- Vinton Location in California Vinton Vinton (the United States)
- Coordinates: 39°48′16″N 120°10′42″W﻿ / ﻿39.80444°N 120.17833°W
- Country: United States
- State: California
- County: Plumas
- Elevation: 4,947 ft (1,508 m)
- ZIP code: 96135

= Vinton, California =

Unincorporated community in California, United States

Vinton is an unincorporated community in Plumas County, California, United States. It lies at an elevation of 4947 ft.
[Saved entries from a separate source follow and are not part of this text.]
PR #264, opened 2025-05-14
Remove need to cast the props of every element component

benmartin-coforma:
### Description
This PR refactors `Page.tsx` and `PageElementProps` such that every page element component can require a specific subtype of `PageElement`. The HeaderElement knows it will get a HeaderTemplate, the ParagraphElement knows it will get a ParagraphTemplate, the [SnozzElement knows it will get a SnozzTemplate](https://www.youtube.com/watch?v=xDbJhqyuV1M)

This change has three parts:
1. The `PageElementProps` interface has been made generic. When referencing it, you can tell it what type you want `props.element` to be.
2. All of the individual components pass their specific template types to that generic interface. Thus Typescript will now enforce those specific types.
3. Page.tsx has been reworked so that Typescript can do the necessary type inference. It's still functionally doing the same work as before, it's just structured to be easier for easier Typescript to analyze.
   - I don't love having six dots in a row for `<Foo {...{...props, element}}/>`
   - But I do like having the messiness contained in here, rather than scattering `as FooTemplate` casts around every component.

### Related ticket(s)
n/a

---
### How to test
https://d1uh8l767vxupq.cloudfront.net/

The app should work as before; no behavioral changes.

### Important updates
n/a

---
### Author checklist


benmartin-coforma:
The list of commits is longer than it feels like it should be, because I branched off `more-typing` before it was merged into main, so I have all of its individual commits and not the squash commit from when that PR was merged. The diffs are correct though!

ajaitasaini (approved):

PR #265, opened 2025-05-14
Remove some more Typescript-confounding code

benmartin-coforma:
### Description
We were using `[key: string]: any;` as a catch-all pass-through prop for some of our components. This PR removes those.

We still had the parseCustomHtml code from MCR / MFP, even though HCBS report templates use actual HTML. This PR removes it.

### Related ticket(s)
n/a

---
### How to test
https://d3bb4qkks39r4j.cloudfront.net/

There should be no behavioral changes.

### Important updates
n/a

---
### Author checklist


rocio-desantiago (approved):
Nice cleanup on the `data-testid`'s and from `sx` to `sxOverride` too!

ajaitasaini (approved):

services/ui-src/src/components/cards/Card.tsx
benmartin-coforma, line 1: * None of the places we use `<Card>` in the app were passing anything but `children`, so I could remove the `[key: string]: any` with no repercussions
* The only thing we're doing with `children` is passing it through to `<Box>`, which will handle it just fine implicitly
* The only thing we're setting on the Box is `sx`, so we can just define our props interface as "Anything you would give to a Box, except `sx`" (which is what `Omit` does here)
* If you want to use a `<Card>` but also want to give it an `sx` prop, then you can just use a `<Box>` instead.

PR #267, opened 2025-05-19
[HCBS] - Make sure start date is before end date in banner form

rocio-desantiago:
### Description

There is a lot of yup validation here -- as Angela suggested. 
After Ben's awesome re-factor, typing the date correctly was possible!
Note: Dates are so weirrddddd. We go from `string` to `number` to "Date" to "ET" to "Utc" to `epoch` to `eons` to `galaxy years` to `1970` because 1970 is when time started - I'm just kidding - I'm exaggerating here.

Here's some context for some of the yup updates:
* yup quirk: `startDate` is passed into the custom validation function as a singleton array, instead of just its actual value. Thanks Ben for adding the code that => `always expects startDate to be an array with one number in it and the test for that on the frontend`
* `schema.test({...})` defines a custom validation rule for the endDate field, ensuring that if both startDate and endDate are present AND numbers, endDate must be after startDate. If not, it triggers an error message (error.END_DATE_BEFORE_START_DATE).
* `.when("startDate", (startDate, schema) => { ... })` - The first argument, "startDate", specifies which field to watch for changes. The second argument is a function that receives the value of startDate and the current schema for endDate. If startDate is a number, the schema adds a custom test to ensure that endDate is after startDate. If startDate is not a number (or not present), it just keeps the schema as-is (no extra rule).
* `checkDateCompleteness` is no longer needed as `parseMMDDYYYY` covers what it was doing. Twas redundant. Date parsing has evolved. For context - checkDateCompleteness was simply 
* for consistency in some unit tests instead of `test(` -> `it(`
* maybe too many time.ts tests, but was trying to bring code coverage up

### Related ticket(s)

CMDCT-4301

---
### How to test
**Deploy Link:** https://d2mzrklpqm7rn2.cloudfront.net/
1. Login as an admin user: adminuser@test.com
2. Go to top right and click on "My Account" -> "Manage Account"
3. Click on "Banner Editor"
4. Enter a date for "Start date"
5. Enter an older for "End date"
6. The validation error matches MCR's version: "End date can't be before start date"
    image of validation error when End date is older than Start date

### Important updates

---
### Author checklist

---

### DIFF
--- a/services/ui-src/src/utils/other/time.test.ts
+++ b/services/ui-src/src/utils/other/time.test.ts
@@ -9,6 +9,7 @@ import {
   convertDateUtcToEt,
   formatMonthDayYear,
   getLocalHourMinuteTime,
+  parseMMDDYYYY,
   twoDigitCalendarDate,
 } from "./time";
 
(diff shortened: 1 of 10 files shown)


services/ui-src/src/utils/other/time.test.ts
```diff
@@ -143,27 +124,105 @@ describe("utils/time", () => {
...
+    const date = parseMMDDYYYY("12/25/2023");
+    expect(date).toBeInstanceOf(Date);
+    expect(date?.getFullYear()).toBe(2023);
+    expect(date?.getMonth()).toBe(11); // December (0-indexed)
+    expect(date?.getDate()).toBe(25);
+    expect(date?.getHours()).toBe(0); // Should be normalized to midnight
+    expect(date?.getMinutes()).toBe(0);
+    expect(date?.getSeconds()).toBe(0);
+    expect(date?.getMilliseconds()).toBe(0);
+  });
```
benmartin-coforma, line 163: This is a very nice test. Just a thought here, and not a suggestion:

Typescript doesn't understand that `expect(date).toBeInstanceOf(Date)` will throw an exception if `date` is null (or undefined). Which is why it's asking for all these `?.` operators.

Typescript _would_ understand `assert(date instanceOf Date)`, if we were to `import assert from "node:assert"`. So if we swapped that out, we could drop all of these question marks. Which feels a little better, because it truly does not make sense for us to have them here. As you and I read the code, we can clearly see that none of them will trigger, because `date` will always be defined.

On the other hand, if `parseMMDDYYYY` _were_ to break, and return null (or undefined) for this input, we would probably get a nicer error message out of `expect` than `assert` - because "nice error messages" is precisely the thing that `expect` was designed for. So swapping it out, we would be losing a little something.

On the third hand, how much nicer would that error message be really? (This is a question that you or I could answer in a minute by making the switch, breaking the function, and re-running the test). And, how likely is the function to ever break in that way? So would we be keeping the silly `?.` operators around for a marginal benefit in a scenario that will probably never happen?

On the fourth hand, we are paying a marginal cost by thinking & talking about this right now, so maybe a change would not be worth it.

I'm out of hands & feet so that's gotta be the end of the thought. It's up to you to write the code how you like :)

services/ui-src/src/utils/other/time.test.ts
```diff
@@ -143,27 +124,105 @@ describe("utils/time", () => {
...
+    const date = parseMMDDYYYY("02/29/2028"); // 2028 is a leap year
+    expect(date).toBeInstanceOf(Date);
+    expect(date?.getFullYear()).toBe(2028);
+    expect(date?.getMonth()).toBe(1); // February (0-indexed)
+    expect(date?.getDate()).toBe(29);
+  });
+
+  it("should return null for 02/29 in a non-leap year", () => {
+    const date = parseMMDDYYYY("02/29/2027");
+    expect(date).toBeNull();
```
benmartin-coforma, line 183: I just want to point out that `.toBeUndefined()` exists, if you end up changing that. And `.toBeFalsey()` exists too, if you want these tests to pass regardless of that implementation detail. Not a suggestion, just a thought.

services/ui-src/src/utils/other/time.test.ts
benmartin-coforma, line 1: These are really outstanding tests, and I appreciate you going in to change the other test assertions' phrasing. They read much more smoothly now. 😍

services/ui-src/src/utils/validation/bannerValidation.ts
```diff
@@ -1,59 +1,106 @@
...
   description: string().required(),
   link: string().url().notRequired(),
   startDate: number().notRequired(),
-  endDate: number().notRequired(),
+  endDate: number()
+    .notRequired()
+    .when("startDate", (startDate, schema) => {
+      const actualStartDate = Array.isArray(startDate)
+        ? startDate[0]
+        : startDate;
```
benmartin-coforma, line 89: I don't understand this part. If I'm following correctly, `startDate` is set on lines 31-34 of AdminBannerForm.tsx, which calls `convertDatetimeStringToNumber()`, which returns either a `number` or `undefined`.

So, why is there a need to check if startDate is an array? Can't we skip the `actualStartDate` variable entirely here, and just test against `startDate` below?

I may have misunderstood here - feel free to correct me. If I haven't misunderstood, then the same change should be made here as in the yup schema on the API side.

benmartin-coforma (commented):
This is really solid work! I'm leaving this review as a Comment, because although I do have outstanding questions, I don't want to Request Changes and be a blocker for my whole vacation.

Thanks!

services/ui-src/src/utils/other/time.test.ts
rocio-desantiago: I am making the executive decision to keep this one as is 😆

services/ui-src/src/utils/other/time.test.ts
rocio-desantiago: `.toBeFalsy()` it is

services/ui-src/src/utils/validation/bannerValidation.ts
rocio-desantiago: I was trying a bunch of weird stuff and I rewrote this part a few times before it worked, so that array stuff is just a vestige of a previous iteration. Good catch!

services/ui-src/src/utils/validation/bannerValidation.ts
```diff
@@ -1,59 +1,103 @@
...
+      const { bannerStartDate, bannerEndDate } = value || {};
+      const startDateString = bannerStartDate?.answer;
+      const endDateString = bannerEndDate?.answer;
+
+      if (startDateString && endDateString) {
+        const startDate = parseMMDDYYYY(startDateString);
+        const endDate = parseMMDDYYYY(endDateString);
+
+        if (startDate && endDate) {
+          if (endDate <= startDate) {
```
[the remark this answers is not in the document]
rocio-desantiago: Oooh that's a good question! I wasn't sure if that was an expected pattern. I'll confirm if so.

benmartin-coforma (approved):

ailZhou (approved):
lgtm!

PR #3, opened 2021-05-12
Cm/update readme

CheezItMan:
My updates to the README.  I updated routes to look like Flask instead of Rails, and added endpoints descriptions for put and delete requests. 

Also we should make the default branch be `master` because Learn only grades the master branch. 

@jbieniosek


jmaddox19 (approved):
LGTM! Thanks Chris!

Vinton is located 2 mi west of Chilcoot, at the junction of State Routes 49 and State Routes 70.

For census purposes, Vinton is included in the census-designated place (CDP) of Chilcoot-Vinton.

The Vinton post office opened in 1897. The name honors Vinton Bowen, daughter of a Sierra Valley Railway official. The Sierra Valley Railway later became part of the Western Pacific Railroad and now the Union Pacific Railroad.

The Sierra Valley Grange #466 organized in 1931. The grange has hosted many weddings, funerals, 4-H meetings, dinners and dances. In 1986 it became home to the Vinton Cowboy Poetry show, second show to Elko.

Vinton is in the Sierra-Plumas Joint Unified School District.